Я закатываю глаза и закрываю их, усталая. День был слишком долгим, и дело не только в том, что я вляпалась в проект Джека с этим турниром, но и в том, что мы сегодня побывали в Красных Землях — на последнем этапе квеста. Это королевство частично вдохновило меня на создание квета для ConQuest: там есть волшебный рынок фей, и он невероятно крутой, независимо от того, что думает моя бывшая глупая команда. Нам нужно было найти портал, чтобы попасть в мир, наполненный коварной магией фейри. После этого нас ждал Лионесс и морское путешествие через океан, кишащий монстрами. С каждым королевством все становится сложнее и интереснее, а Джек с каждым днем становится все более проницательным.
Вчера нас снова атаковали — кто-то попытался украсть одну из наших реликвий (Лук Тристана, который понадобится, чтобы убить чудовище в Бретани). И Джек даже не спрашивал, что делать. Причем не в его обычной самодовольной манере, как будто он больше не нуждается в помощи и считает себя божьим даром в этой игре. Нет, теперь он действительно думает о том, в чем я нуждаюсь.
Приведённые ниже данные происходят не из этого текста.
PR #2031, opened 2026-08-20
Align with pymilvus request/response behavior

yhmo:
Additive changes                                                                                                                                                                 
- CreateCollectionReq.FieldSchema — fieldId/isDynamic/isFunctionOutput                               
- CreateCollectionReq.Function — id/inputFieldIds/outputFieldIds                                     
- DescribeCollectionResp — aliases/updateTimestamp/enableNamespace/schemaVersion                     
- GetCompactionPlansResp — compactionId                                                              
- GetQuerySegmentInfoResp.QuerySegmentInfo — collectionName                                          
- ListAliasResp — dbName                                                                             
- RefreshExternalCollectionJobInfo — externalSpec                                                    
- InsertResp/UpsertResp/DeleteResp — cost                  
- QueryResp — cost                                                                                   
- GrantPrivilegeReq — dbName                                                                         
- GetReq — partitionNames

### DIFF
--- a/sdk-core/src/main/java/io/milvus/v2/service/rbac/RBACService.java
+++ b/sdk-core/src/main/java/io/milvus/v2/service/rbac/RBACService.java
@@ -126,15 +126,18 @@ public class RBACService extends BaseService {
 
     public Void grantPrivilege(MilvusServiceGrpc.MilvusServiceBlockingStub blockingStub, GrantPrivilegeReq request) {
         String title = String.format("Grant privilege for role: '%s'", request.getRoleName());
-        GrantEntity entity = GrantEntity.newBuilder()
+        GrantEntity.Builder entityBuilder = GrantEntity.newBuilder()
                 .setRole(RoleEntity.newBuilder()
                         .setName(request.getRoleName())
                         .build())
                 .setObjectName(request.getObjectName())
                 .setObject(ObjectEntity.newBuilder().setName(request.getObjectType()).build())
                 .setGrantor(GrantorEntity.newBuilder()
-                        .setPrivilege(PrivilegeEntity.newBuilder().setName(request.getPrivilege()).build()).build())
-                .build();
+                        .setPrivilege(PrivilegeEntity.newBuilder().setName(request.getPrivilege()).build()).build());
+        if (StringUtils.isNotEmpty(request.getDbName())) {
+            entityBuilder.setDbName(request.getDbName());
+        }
+        GrantEntity entity = entityBuilder.build();
         OperatePrivilegeRequest operatePrivilegeRequest = OperatePrivilegeRequest.newBuilder()
                 .setEntity(entity)
                 .setType(OperatePrivilegeType.Grant)
@@ -147,15 +150,18 @@ public class RBACService extends BaseService {
 
     public Void revokePrivilege(MilvusServiceGrpc.MilvusServiceBlockingStub blockingStub, RevokePrivilegeReq request) {
         String title = String.format("Revoke privilege for role: '%s'", request.getRoleName());
-        GrantEntity entity = GrantEntity.newBuilder()
+        GrantEntity.Builder entityBuilder = GrantEntity.newBuilder()
                 .setRole(RoleEntity.newBuilder()
                         .setName(request.getRoleName())
                         .build())
                 .setObjectName(request.getObjectName())
                 .setObject(ObjectEntity.newBuilder().setName(request.getObjectType()).build())
                 .setGrantor(GrantorEntity.newBuilder()
-                        .setPrivilege(PrivilegeEntity.newBuilder().setName(request.getPrivilege()).build()).build())
-                .build();
+                        .setPrivilege(PrivilegeEntity.newBuilder().setName(request.getPrivilege()).build()).build());
+        if (StringUtils.isNotEmpty(request.getDbName())) {
+            entityBuilder.setDbName(request.getDbName());
+        }
+        GrantEntity entity = entityBuilder.build();
         OperatePrivilegeRequest operatePrivilegeRequest = OperatePrivilegeRequest.newBuilder()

Люди редко думают обо мне. Это не жалоба, а просто факт. Я привыкла быть той, кто управляет всем: планирует, решает, что делать дальше. И меня кто-то пытается разгрузить. Если мне нужно что-то, я вынуждена просить об этом, и я так и делаю. Правда, признаю, что иногда делаю это не в самой вежливой форме, потому что я понимаю — большинство людей больше заняты собой. Единственный человек, кто изменил свое поведение, не дожидаясь, пока я этого потребую, — это, к моему удивлению, сам Герцог собственной персоной — Джек Орсино.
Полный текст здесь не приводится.